当多个并行线程等待随后抛出的同一Task实例时会发生什么？

Question

Reading through answers to this question prompted me to think about what happens exception-wise when the awaited task throws. Do all "clients" get to observe the exception? I admit I may be confusing a couple of things here; that's the reason I'm asking for clarification.

I'll present a concrete scenario... Let's say I have a server with a global collection of long-running Task instances, started by clients. After starting one or more tasks, a client can query their progress and retrieve results when they become available, as well as any errors that might occur.

Tasks themselves may perform very different business-specific things - normally, no two are quite the same. However, if one of the clients does attempt to start the same task as another had started previously, the server should recognize this and "attach" the second client to the existing task instead of spooling up a new copy.

Now, each time any client queries the status of the task it's interested in, it does something along these lines:

var timeout = Task.Delay(numberOfSecondsUntilClientsPatienceRunsOut);
try
{
    var result = await Task.WhenAny(timeout, task);
    if (result == timeout)
    {
        // SNIP: No result is available yet. Just report the progress so far.
    }

    // SNIP: Report the result.
}
catch (Exception e)
{
    // SNIP: Report the error.
}

In short, it gives the task some reasonable time to finish what it's doing first, then falls back to reporting the on-going progress. This means there's a potentially significant window of time in which multiple clients could observe the same task failing.

My question is: if the task happens to throw during this window, is the exception observed (and handled) by all clients?

Answer 1

Task.WhenAny will not throw itself. Per the documentation :

The returned task will complete when any of the supplied tasks has completed. The returned task will always end in the RanToCompletion state with its Result set to the first task to complete. This is true even if the first task to complete ended in the Canceled or Faulted state.

You will get back either timeout or task .

If the result is task , and you await that (or get Task.Result ), and task has faulted, then that will throw. It doesn't matter how many callers do that, or when they do it -- attempting to get the result of a faulted task always throws. Simple code to demonstrate this:

var t = Task.Run(() => throw new Exception(DateTime.Now.Ticks.ToString()));
try {
    await t;
} catch (Exception e) {
    Console.WriteLine(e.Message);
}
await Task.Delay(1000);
try {
    await t;
} catch (Exception e) {
    Console.WriteLine(e.Message);
}

This will print the same timestamp, twice. The task only runs once, and only has one result, which produces an exception every time you try to get it. If you like you can mix in different threads or parallel calls, this doesn't change the outcome.

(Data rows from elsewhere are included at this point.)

PR #178, opened 2021-12-03
pypi: add a retry loop for cache updates

### LINKED ISSUE #169: Frequent cache access error warnings on Win32
## Bug description

The cache writing code frequently runs into WinError 32 warnings due to parallel access by different processes. 
This might be due to the typical Windows Defender antivirus interfering with a create & rename operation. Files in use may not be renamed on windows.

## Reproduction steps 

Run pip-audit --local on a Windows machine with the default Defender Antivirus enabled.

## Expected behavior

No warnings, at least one retry.

## Screenshots and logs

Note that in the case of a timeout, there is still the basic possibility of a race condition: two different tasks/threads, both awaiting the same task, may get different results on await Task.WhenAny(timeout, task) , based on which task they observe to complete first. In other words, even if await Task.WhenAny(timeout, task) == timeout , task can still have faulted at any point between .WhenAny() deciding it was done and control eventually returning to you. This is to be expected, and your code should handle this (on the next round of waiting, .WhenAny() would return immediately with the faulted task).